Many orders for spousal maintenance, whether ordered by the court at the conclusion of financial remedy proceedings or reached by consent between the parties, will be varied on an annual basis in line with inflation (i.e. the amount payable is index linked). With the percentage change in the consumer prices index (CPI) sitting at 11.1% in October 2022, this could mean that there will be a sizable increase in the spousal maintenance payable and therefore it might have a big impact on a payer’s ability to abide with their maintenance obligations.
Conversely, where an order for spousal maintenance is not index linked and the sum payable is to remain the same regardless of the level of inflation, it may mean that a receiving party will realistically suffer a deficit to their income, as their costs of living increase but the spousal maintenance they receive does not.
Have a look at the final financial order and specifically the paragraphs relating to spousal maintenance (often referred to as ‘periodical payments’) to see if there is a paragraph that deals with annual variation to the periodical payments, as this will confirm when the variation date is, and what the percentage change or increase in payments is to be. This percentage change could either be in line with the retail prices index (RPI) or, more likely, linked to CPI which is the principal official measure of inflation in the UK.
First of all, you will need to calculate what the increase will be. There are a few online calculators that can assist with this or your family law solicitor could help.
You will then need to contact your ex-spouse to reach agreement on the variation amount. Your order may provide for the payer to contact the payee a certain amount of time before the variation date but if not, it is a good idea to be aware of when the variation date is approaching so that you can seek to agree the new monthly payment amount in good time and iron out any issues if they do arise.
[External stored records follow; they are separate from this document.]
PR #7578, opened 2020-07-01
Improve version help message

bfirsh:
Just a little thing. I was looking at `docker-compose --help` and saw "Docker-Compose" and cringed a little. :)

### DIFF
--- a/compose/cli/main.py
+++ b/compose/cli/main.py
@@ -233,7 +233,7 @@ class TopLevelCommand(object):
       top                Display the running processes
       unpause            Unpause services
       up                 Create and start containers
-      version            Show the Docker-Compose version information
+      version            Show version information and quit
     """
 
     def __init__(self, project, options=None):
@@ -1118,7 +1118,7 @@ class TopLevelCommand(object):
     @classmethod
     def version(cls, options):
         """
-        Show version information
+        Show version information and quit.
 
         Usage: version [--short]
 


compose/cli/main.py
```diff
@@ -233,7 +233,7 @@ class TopLevelCommand(object):
       top                Display the running processes
       unpause            Unpause services
       up                 Create and start containers
-      version            Show the Docker-Compose version information
+      version            Show version of Compose and its dependencies
```
ulyssessouza, line 236:
```suggestion
      version            Show version of Docker-Compose and its dependencies
```

bfirsh: In my day "Docker Compose" was the software, "Compose" was a short hand, and `docker-compose` was only ever used in documentation to refer to the command you were calling. Maybe that's changed? Either way, surely it shouldn't be "Docker-Compose" (capitalized with a dash)? :)

bfirsh: Maybe to side step this problem it could just be "Show version of this command and its dependencies", haha.

Or, just "Show version".

bfirsh: Actually, [the documentation says this is still the case](https://docs.docker.com/compose/), unless the documentation is wrong:

> Compose is a tool for defining and running multi-container Docker applications.

A tool, not a specification!

thaJeztah: `Docker-Compose` (both capital) is definitely incorrect (should either be `docker-compose` (name of the binary), or `Docker Compose`). Perhaps avoid the name altogether and use something similar as the `docker` cli uses (`Print version information and quit`)

```suggestion
      version            Show version information and quit
```

(quit/exit, not sure what's clearer)? `curl` uses `quit`;

```
 -V, --version       Show version number and quit
```

bfirsh: Sounds good! I could nitpick further but this is much better than what is already there. 😂

bfirsh: Pushed your suggested changes in both places.

ulyssessouza: Cool! LGTM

If you are the receiving party and you are struggling to meet your needs with the amount of spousal maintenance that has been ordered, you should try and discuss this with your ex to see if they are able to assist. Do remember though, that if you are struggling with the rising costs of living, your ex may well be too.
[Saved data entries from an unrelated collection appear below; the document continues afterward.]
PR #7588, opened 2020-07-06
Merge V2 - V3 compose file formats (optional version field)

aiordache:
This update introduces an unified compose format that should be compatible with all v2.x and v3.x compose files. 
The version field is made optional (the format is automatically detected from the structure of the file). 
** version was required to distinguish with 1.x format
For each version, docker-compose validated against its specific schema. Now we have only 2 schemas:
-  v1 schema 
-  compose_spec schema (merged v2.x and v3.x)

Related to the conversion from v3 to v2 using the `--compatibility` flag: the deploy field was being ignored unless this flag was passed and only one container per service was created. 

We now apply the properties from deploy regardless of the --compatibility flag.

Test sample:
```
version: '3.8'
services:
  test:
    image: nginx
    deploy:
      replicas: 3
```
**BEFORE:**

One container per service was created unless we pass `--compatibility`. 
```
$ docker-compose up -d
WARNING: Some services (test) use the 'deploy' key, which will be ignored. Compose does not support 'deploy' configuration - use `docker stack deploy` to deploy to a swarm.
Creating network "hello_default" with the default driver
Creating hello_test_1 ... done
```

**NOW:**
Version field is optional, we can either remove it or leave it as it is, result is the same:
```
services:
  test:
    image: nginx
    deploy:
      replicas: 3
```
```
$ docker-compose up -d
WARNING: Some services (test) use the 'deploy' key, which will be ignored. Compose does not support 'deploy' configuration - use `docker stack deploy` to deploy to a swarm.
Creating network "hello_default" with the default driver
Creating hello_test_1 ... done
Creating hello_test_2 ... done
Creating hello_test_3 ... done
```
Same we get from a v2 file:
```
services:
  test:
    image: nginx
    scale: 3
```
v2.x and v3.x schema merging relates to https://github.com/docker/compose/issues/7201
The removal of compatibility mode relates to https://github.com/docker/dev-tooling-team/issues/121


compose/cli/command.py
```diff
@@ -120,14 +118,14 @@ def unicode_paths(paths):
 
 def get_project(project_dir, config_path=None, project_name=None, verbose=False,
                 context=None, environment=None, override_dir=None,
-                compatibility=False, interpolate=True, environment_file=None):
+                interpolate=True, environment_file=None):
```
ulyssessouza, line 121: If any part of the code using this function in a positional way. 
This would break that.

compose/config/config.py
```diff
@@ -12,18 +12,13 @@
 from cached_property import cached_property
 
 from . import types
-from .. import const
 from ..const import COMPOSEFILE_V1 as V1
-from ..const import COMPOSEFILE_V2_1 as V2_1
-from ..const import COMPOSEFILE_V2_3 as V2_3
-from ..const import COMPOSEFILE_V3_0 as V3_0
-from ..const import COMPOSEFILE_V3_4 as V3_4
+from ..const import COMPOSEFILE_V4 as VERSION
```
ndeloof, line 16: There's no such thing as a V4 composefile schema. Better use `COMPOSE_SPEC` here

compose/config/config_schema_v4.0.json
```diff
@@ -1,10 +1,7 @@
 {
   "$schema": "http://json-schema.org/draft-04/schema#",
-  "id": "config_schema_v3.8.json",
+  "id": "config_schema_v4.0.json",
```
ndeloof, line 3: compose-spec.json

ndeloof: in an ideal world, this whole file should be removed from docker/compose repo and replaced by a (build-time?) reference to https://github.com/compose-spec/compose-spec/blob/master/schema/config_schema.json

ndeloof: did you checked if the current status of the compose-spec schema already includes all those changes or if there's anything missing ?

compose/const.py
```diff
@@ -24,56 +24,16 @@
...
-    COMPOSEFILE_V3_0: '1.25',
-    COMPOSEFILE_V3_1: '1.25',
-    COMPOSEFILE_V3_2: '1.25',
-    COMPOSEFILE_V3_3: '1.30',
-    COMPOSEFILE_V3_4: '1.30',
-    COMPOSEFILE_V3_5: '1.30',
-    COMPOSEFILE_V3_6: '1.36',
-    COMPOSEFILE_V3_7: '1.38',
-    COMPOSEFILE_V3_8: '1.38',
+    COMPOSEFILE_V4: '1.38',
```
ndeloof, line 33: This whole mechanism to define required API version based on requested schema version should be replaced by a check that a specific field in actual compose file can't be implemented by the actual engine API. But I assume this is a complex change and we should get this implemented in a further PR

compose/cli/command.py
aiordache: Haven't found any in the compose code.

compose/config/config.py
aiordache: After a discussion with @ulyssessouza, we decided it was easier to name the merged schema v4. So far the compose_spec schema is the v3.9. I would find it confusing to name it as you suggested as long as we don't have these schemas aligned.

compose/config/config_schema_v4.0.json
aiordache: I started from the compose-spec schema and added properties from v2.x and v3.x.

compose/const.py
aiordache: Yes, this will be the next step.

compose/config/config.py
ndeloof: then better to start by getting schema aligned :P
I'm fine with any name you want to use here, but please don't use "V4". This is highly confusing as this suggest a compatibility break between v3 and compose-spec, that we definitively want to avoid. There's no such thing like a v4 schema

ndeloof: By the way, compose-spec schema to be 3.9 is obsolete now we decided to drop version field
=> https://github.com/compose-spec/compose-spec/pull/88

compose/cli/command.py
ulyssessouza: :+1:

jamshid:
This is great I was just asking for `--compatibility` to be the default in https://github.com/docker/compose/issues/7594, so glad to hear the frustrating version incompatibility is being removed.
Have `memswap_limit` and `mem_swappiness` equivalents been added to `deploy` `resources`?

aiordache:
> 
> Have `memswap_limit` and `mem_swappiness` equivalents been added to `deploy` `resources`?

@jamshid we don't have yet equivalent properties in `deploy` for these. With the unified schema we bring them back as service properties.

I opened an issue on the compose-spec to see if we can have them added/moved to `deploy`: https://github.com/compose-spec/compose-spec/issues/90

melicerte:
I don't clearly understand the consequences of this update.

I have single service extension with `extends` working with version: "3.5".
This means I can mix up features from 2.x and 3.x like `shm_size` with no problem ?

EricHripko:
Yes @melicerte - you're understanding this correctly 👍 Post-1.27.x, `version` attribute becomes optional and you can mix 2.x/3.x attributes in the same Compose file 🙂

melicerte:
Thanks @EricHripko this is amazing !

melicerte:
However shouldn't documentation be updated accordingly ?
For example, concerning `extends` here https://docs.docker.com/compose/extends/ it could be specified that it works from docker-compose 1.27 and up.

EricHripko:
Yep, sounds like a [PR to docker.github.io](https://github.com/docker/docker.github.io/pulls) is needed 🙂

Again, the first step is to try and discuss this with your ex. It might help if you can show them that you have not received a pay rise in line with inflation or to set out what your net monthly income and expenditure is, to show how you simply do not have enough money to meet the increase. Remember that by not increasing the payments you are in breach of the order, and if you cannot reach a solution with your ex amicably, then you will need to consider making an application to the court to vary the order downwards and you will also be at risk of your ex seeking to enforce the order through the court.
If you can, it is always best to try and talk to your ex first, either directly or with the assistance of an independent third party like a mediator. A mediator is impartial and neutral, will facilitate difficult conversations between you and might be able to help you with reaching a compromise. You can find out more about family mediation, and how the process works here.
If direct discussions between you do not work, or if mediation does not prove fruitful, or if these are not appropriate forums for you, then you may need to instruct a specialist spousal maintenance solicitor to correspond with your ex on your behalf. You should also consider whether another form of alternative dispute resolution, like arbitration, might be suitable. Arbitration is where you and your ex choose an arbitrator between you who will be presented with the facts of the case and then make a decision for you.
If no agreement can be reached through solicitors’ correspondence or another form of alternative dispute resolution, you may need to consider going to court to, depending on the circumstances, enforce the order or seek a variation to it (either upwards or downwards depending on if you are the payer or payee). But be warned, you will need to seek the court’s permission to enforce arrears that are over 12 months out of date (and will then need to convince the court that relief should be granted) and variation applications are often disproportionately costly.
The team at Family Law Partners are committed to a solution-focused approach, using alternative ways of resolving matters such as mediation, arbitration and the collaborative model, in order to minimise both the emotional and financial cost to your family. If court proceedings do prove necessary, we also have experience with both enforcement and variation applications, and if you would like to consider your options further, we will only be too happy to assist.
Hannah Gumbrill-Ward is an Associate family law solicitor in our Brighton team. If you would like to discuss your individual situation with one of our specialists, please contact us for a confidential, initial conversation.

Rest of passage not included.